Start of RECORDS

PR #4500, opened 2025-04-13
chore(ci): bump golangci-lint to v2.1.2

mmorel-35:


jkowalski:
thanks for doing this!

.golangci.yml
```diff
@@ -1,87 +1,83 @@
...
+
+  default: all
   disable:
+    - gochecknoglobals
     - depguard
     - exhaustruct
-    - exportloopref
+    - exptostd
+    - forcetypeassert
+    - funcorder
```
jkowalski, line 78: can we keep "exposed" and "funcorder" as enabled? Could be next PR, but maintaining consistency would be great.

.golangci.yml
```diff
@@ -1,87 +1,81 @@
...
-    rules:
-      - (*go.uber.org/zap.SugaredLogger).With
-  maligned:
-    suggest-new: true
-  misspell:
-    locale: US
-
+version: "2"
 linters:
-  enable-all: true
```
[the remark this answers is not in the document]
ldez: There are 2 POV:
- using `default: all` (previously `enable-all`), but to use a fixed version of golangci-lint inside the CI to have something stable.
- using `default: none` (previously `disable-all`), but you have to dig yourself into the changelog to find useful new linters.

There is no right or wrong choice, it depends on the project, the team, etc.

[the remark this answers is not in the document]
ldez: I mainly use `default: all`, but I also have some projects that use `default: none` or `default: standard`.

This is not a recommendation, this is not an official statement, this is just a POV.

The choice depends on context. I don't have the context of this project, so I can't provide any suggestions or recommendations.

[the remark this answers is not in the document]
ldez: FYI, I sent you a DM on the Gopher Slack.

.golangci.yml
```diff
@@ -90,90 +82,123 @@ linters:
...
+      - text: "unnamedResult:"
+        linters:
+          - gocritic
+      - linters:
+          - cyclop
+        path: (.+)_test\.go
+      - linters:
+          - exptostd
+          - funcorder
+        path: (.+)\.go
```
julio-lopez, line 186: Please move these back to the `linters.disable` list.
This exclusion rule achieves the same as having these linters in the "disable" list, and makes it harder to spot that they are disabled.

.golangci.yml
julio-lopez: > I have enabled them but exluded them through `linters.exclusion.rules`.

Please revert that change, it makes it harder to track which linters are disabled.
The disabled linters should be included in this list.

IIUC, both `exptostd` and `funcorder` are new linters. It is OK to keep them disabled for now and enable them separately.

`funcorder` will require a large number of changes, and it is not clear (yet) how much benefit it will provide, if any.

julio-lopez (changes requested):

.golangci.yml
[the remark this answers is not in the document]
julio-lopez: The current approach in kopia is:
- to enable all linters by default;
- to disable the ones not in use (which makes it explicit and visible which ones are not being used);
- to keep the golangci-lint version fixed, to have CI stability.

The golangci-lint upgrades are explicit. When that causes CI breakages (due to new linters or changes in default behavior) then those are handled on a case by case basis.

That approach should be maintained.

julio-lopez:
@mmorel-35 To facilitate and speed up the review process, please push separate commits with the new changes when this PR, instead of squashing everything into a single commit.
All the commits will be squashed at the end before merging the PR.

.golangci.yml
```diff
@@ -90,90 +84,119 @@ linters:
...
+          - testifylint
+      - text: "fieldalignment:"
+        linters:
+          - govet
+      - text: "shadow:"
+        linters:
+          - govet
+      - text: "unnamedResult:"
+        linters:
+          - gocritic
```
julio-lopez, line 181: @mmorel-35 This is new, right?

.golangci.yml
```diff
@@ -90,90 +84,119 @@ linters:
...
+      - linters:
+          - cyclop
+        path: (.+)_test\.go
```
julio-lopez, line 184: this could probably be included in the list of linter for the rule with:
```yaml
- path: _test\.go|testing|tests|test_env|fshasher|fault
```

julio-lopez (approved):
🥇Thanks for doing this.

.golangci.yml
julio-lopez: Here's the current rationale, but it can definitely be revisited and refined.
- The paths mentioned in that rule are all packages (or files) only used in testing.
- `cyclop` (and `gocyclo`) end up being being noisy with test functions.

Now, given that this is only being applied to the narrower scope already and is not flagging anything, it makes sense to leave it here.

Thanks for the feedback 😉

End of RECORDS

=== EXERCISE DESCRIPTION ===
Restate the whole set of entries exactly.

=== RESPONSE TO THE EXERCISE ===
PR #4500, opened 2025-04-13
chore(ci): bump golangci-lint to v2.1.2

mmorel-35:


jkowalski:
thanks for doing this!

.golangci.yml
```diff
@@ -1,87 +1,83 @@
...
+
+  default: all
   disable:
+    - gochecknoglobals
     - depguard
     - exhaustruct
-    - exportloopref
+    - exptostd
+    - forcetypeassert
+    - funcorder
```
jkowalski, line 78: can we keep "exposed" and "funcorder" as enabled? Could be next PR, but maintaining consistency would be great.

.golangci.yml
```diff
@@ -1,87 +1,81 @@
...
-    rules:
-      - (*go.uber.org/zap.SugaredLogger).With
-  maligned:
-    suggest-new: true
-  misspell:
-    locale: US
-
+version: "2"
 linters:
-  enable-all: true
```
[the remark this answers is not in the document]
ldez: There are 2 POV:
- using `default: all` (previously `enable-all`), but to use a fixed version of golangci-lint inside the CI to have something stable.
- using `default: none` (previously `disable-all`), but you have to dig yourself into the changelog to find useful new linters.

There is no right or wrong choice, it depends on the project, the team, etc.

[the remark this answers is not in the document]
ldez: I mainly use `default: all`, but I also have some projects that use `default: none` or `default: standard`.

This is not a recommendation, this is not an official statement, this is just a POV.

The choice depends on context. I don't have the context of this project, so I can't provide any suggestions or recommendations.

[the remark this answers is not in the document]
ldez: FYI, I sent you a DM on the Gopher Slack.

.golangci.yml
```diff
@@ -90,90 +82,123 @@ linters:
...
+      - text: "unnamedResult:"
+        linters:
+          - gocritic
+      - linters:
+          - cyclop
+        path: (.+)_test\.go
+      - linters:
+          - exptostd
+          - funcorder
+        path: (.+)\.go
```
julio-lopez, line 186: Please move these back to the `linters.disable` list.
This exclusion rule achieves the same as having these linters in the "disable" list, and makes it harder to spot that they are disabled.

.golangci.yml
julio-lopez: > I have enabled them but exluded them through `linters.exclusion.rules`.

Please revert that change, it makes it harder to track which linters are disabled.
The disabled linters should be included in this list.

IIUC, both `exptostd` and `funcorder` are new linters. It is OK to keep them disabled for now and enable them separately.

`funcorder` will require a large number of changes, and it is not clear (yet) how much benefit it will provide, if any.

julio-lopez (changes requested):

.golangci.yml
[the remark this answers is not in the document]
julio-lopez: The current approach in kopia is:
- to enable all linters by default;
- to disable the ones not in use (which makes it explicit and visible which ones are not being used);
- to keep the golangci-lint version fixed, to have CI stability.

The golangci-lint upgrades are explicit. When that causes CI breakages (due to new linters or changes in default behavior) then those are handled on a case by case basis.

That approach should be maintained.

julio-lopez:
@mmorel-35 To facilitate and speed up the review process, please push separate commits with the new changes when this PR, instead of squashing everything into a single commit.
All the commits will be squashed at the end before merging the PR.

.golangci.yml
```diff
@@ -90,90 +84,119 @@ linters:
...
+          - testifylint
+      - text: "fieldalignment:"
+        linters:
+          - govet
+      - text: "shadow:"
+        linters:
+          - govet
+      - text: "unnamedResult:"
+        linters:
+          - gocritic
```
julio-lopez, line 181: @mmorel-35 This is new, right?

.golangci.yml
```diff
@@ -90,90 +84,119 @@ linters:
...
+      - linters:
+          - cyclop
+        path: (.+)_test\.go
```
julio-lopez, line 184: this could probably be included in the list of linter for the rule with:
```yaml
- path: _test\.go|testing|tests|test_env|fshasher|fault
```

julio-lopez (approved):
🥇Thanks for doing this.

.golangci.yml
julio-lopez: Here's the current rationale, but it can definitely be revisited and refined.
- The paths mentioned in that rule are all packages (or files) only used in testing.
- `cyclop` (and `gocyclo`) end up being being noisy with test functions.

Now, given that this is only being applied to the narrower scope already and is not flagging anything, it makes sense to leave it here.

Thanks for the feedback 😉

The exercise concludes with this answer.